The Naxal attack shattered his carefully cultivated image of the able administrator. The campaign on which such a lot had come to depend looked absurd in the backdrop of the total lack of grip on the basics of administering law and order. It came as a deadly blow to his claims made earlier in the meetings of having successfully eliminated the Naxalite problem in some parts of the state and contained in the other. What later stood glaringly exposed was the absence of the government from a large part of the state’s map.
That far from being contained the problem has been steadily spreading to hitherto unaffected districts and areas also was known to the police and people living in such districts. Now the lists of fresh “encounters” and “sightings” became the hot topics of public discussion. Sensing the public mood, the newspapers started carrying stories which were earlier not published as perhaps the Vikas Yatra ads had been eating up too much of space.
As the initial shock gave way to a feeling of anger, the issue of governance—or the lack of it—came increasingly under the microscope of public opinion. Here Raman Singh the chief minister was found undefendable. And the party was made to calculate the price of merging two identities—that of a tough, no-nonsense leader like Narendra Modi and a silent achiever—into one.
The leadership issue is at the centre of the Congress confusion too. With Nand Kumar Patel, the leader it had groomed to lead the party, gone, there seems to be no quick replacement around.
Today it settled for Charan Das Mahant as the working president of the Pradesh Congress Committee. However, that does not mean an end to the leadership problem for the party.
The moment the news of Patel leaving the scene surfaced on television screens, Ajit Jogi grabbed the leadership role and reached the Raj Bhawan with a hundred or so of his supporters and made the demand of the dissolution of Raman Singh’s government and imposition of President’s rule.

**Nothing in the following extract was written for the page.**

PR #758, opened 2024-10-23
MRKT-161: ensures numeric input values stored in formik as numbers

scandycuz:


packages/elements/src/lib/form/TextInputField.tsx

This line was in opposition to what Manmohan Singh, Sonia and Rahul Gandhi and others were deliberating at that time in Delhi. This sent confusing signals to the party workers across the state and opened the floodgates of similar demands and created an awkward situation for the party. By the next day the PM and the Congress president arrived and stated the party’s official stand of cooperation and help from the Centre to the state government in its fight against the Maoists. But the party failed to make the irrepressible Jogi fall in line.
Jogi has, perhaps inadvertently, provided the opening to the beleaguered BJP to divert the needle of suspicion from itself to Jogi and through him to his party. Jogi had returned in a helicopter after attending the Sukma public meeting leaving the others to carry on in the motorcade which was attacked some distance away. Another Congressman almost accused by the BJP to be a party to the “conspiracy” is Kawasi Lakhma – the MLA who was let off by the Maoists. In the camp politics of the Congress Lakhma is considered close to Jogi.
Meanwhile, the Congress has decided to show signs of defiance and is planning to re-start its Parivartan Yatra from the site of the ambush where it had come to an abrupt halt on 25 May. The yatra would be renamed either Shraddhanjali Yatra or Sadbhavna Yatra.